[Dataset items]
● ● ● ● ● ● ●
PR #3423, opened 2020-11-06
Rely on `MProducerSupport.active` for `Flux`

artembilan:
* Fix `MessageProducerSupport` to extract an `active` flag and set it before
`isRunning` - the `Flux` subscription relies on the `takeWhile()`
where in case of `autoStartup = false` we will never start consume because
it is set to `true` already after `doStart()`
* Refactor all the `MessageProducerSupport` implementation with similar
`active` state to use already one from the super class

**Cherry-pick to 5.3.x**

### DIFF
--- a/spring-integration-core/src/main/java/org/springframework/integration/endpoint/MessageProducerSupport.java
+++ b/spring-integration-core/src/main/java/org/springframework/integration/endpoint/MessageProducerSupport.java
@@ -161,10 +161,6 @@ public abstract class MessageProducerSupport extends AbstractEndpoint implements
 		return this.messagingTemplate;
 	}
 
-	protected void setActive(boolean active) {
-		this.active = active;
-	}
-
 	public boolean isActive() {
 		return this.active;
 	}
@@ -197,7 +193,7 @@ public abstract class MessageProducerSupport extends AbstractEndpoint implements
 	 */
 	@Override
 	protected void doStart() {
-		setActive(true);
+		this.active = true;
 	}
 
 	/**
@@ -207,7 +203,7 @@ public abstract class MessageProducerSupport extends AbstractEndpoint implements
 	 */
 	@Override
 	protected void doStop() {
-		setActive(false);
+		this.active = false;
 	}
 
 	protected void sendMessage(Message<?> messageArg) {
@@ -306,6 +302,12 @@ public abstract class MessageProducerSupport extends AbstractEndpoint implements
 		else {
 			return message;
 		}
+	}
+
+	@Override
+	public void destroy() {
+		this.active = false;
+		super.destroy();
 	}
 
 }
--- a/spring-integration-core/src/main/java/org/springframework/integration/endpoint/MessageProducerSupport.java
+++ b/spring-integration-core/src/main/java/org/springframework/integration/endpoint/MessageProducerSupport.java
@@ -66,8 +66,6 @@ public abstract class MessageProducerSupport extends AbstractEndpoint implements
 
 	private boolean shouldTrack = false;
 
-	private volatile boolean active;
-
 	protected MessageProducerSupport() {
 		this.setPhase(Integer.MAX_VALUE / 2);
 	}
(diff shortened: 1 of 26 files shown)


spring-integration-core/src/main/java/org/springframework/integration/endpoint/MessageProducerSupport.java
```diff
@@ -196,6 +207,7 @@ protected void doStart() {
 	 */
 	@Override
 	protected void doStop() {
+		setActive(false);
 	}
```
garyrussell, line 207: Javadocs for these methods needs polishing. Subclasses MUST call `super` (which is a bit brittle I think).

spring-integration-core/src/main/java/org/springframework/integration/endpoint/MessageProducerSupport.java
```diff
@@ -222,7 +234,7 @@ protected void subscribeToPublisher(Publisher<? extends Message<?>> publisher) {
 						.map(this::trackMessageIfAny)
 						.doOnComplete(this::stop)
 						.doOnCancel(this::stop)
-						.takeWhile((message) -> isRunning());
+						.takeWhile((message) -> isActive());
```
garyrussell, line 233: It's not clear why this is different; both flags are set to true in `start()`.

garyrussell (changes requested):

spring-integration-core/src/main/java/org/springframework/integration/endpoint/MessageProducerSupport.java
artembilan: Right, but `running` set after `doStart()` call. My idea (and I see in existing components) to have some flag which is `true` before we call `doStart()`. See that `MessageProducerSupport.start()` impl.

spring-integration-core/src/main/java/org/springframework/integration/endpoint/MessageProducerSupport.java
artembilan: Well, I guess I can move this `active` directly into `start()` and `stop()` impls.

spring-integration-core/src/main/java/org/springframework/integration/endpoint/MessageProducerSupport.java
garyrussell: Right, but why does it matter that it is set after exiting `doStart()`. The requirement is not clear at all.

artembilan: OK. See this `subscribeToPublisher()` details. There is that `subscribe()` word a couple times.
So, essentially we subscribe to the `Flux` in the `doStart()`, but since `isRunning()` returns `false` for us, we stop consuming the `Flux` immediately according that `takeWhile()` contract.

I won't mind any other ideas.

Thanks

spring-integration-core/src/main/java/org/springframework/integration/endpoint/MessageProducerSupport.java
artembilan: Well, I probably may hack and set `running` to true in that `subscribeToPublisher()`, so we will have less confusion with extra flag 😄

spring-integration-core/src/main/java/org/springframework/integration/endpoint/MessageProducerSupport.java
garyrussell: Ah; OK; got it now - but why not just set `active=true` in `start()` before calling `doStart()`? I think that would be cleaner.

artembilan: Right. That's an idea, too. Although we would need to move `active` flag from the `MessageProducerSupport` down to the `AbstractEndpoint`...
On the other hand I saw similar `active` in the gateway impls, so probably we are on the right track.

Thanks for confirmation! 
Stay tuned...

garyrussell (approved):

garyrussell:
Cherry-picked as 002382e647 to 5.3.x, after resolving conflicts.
● ● ● ● ● ● ●
* Exercise details:
In the records above, find every line that contains the word "super" and copy it.

* Your solution:
`active` state to use already one from the super class
+		super.destroy();
garyrussell, line 207: Javadocs for these methods needs polishing. Subclasses MUST call `super` (which is a bit brittle I think).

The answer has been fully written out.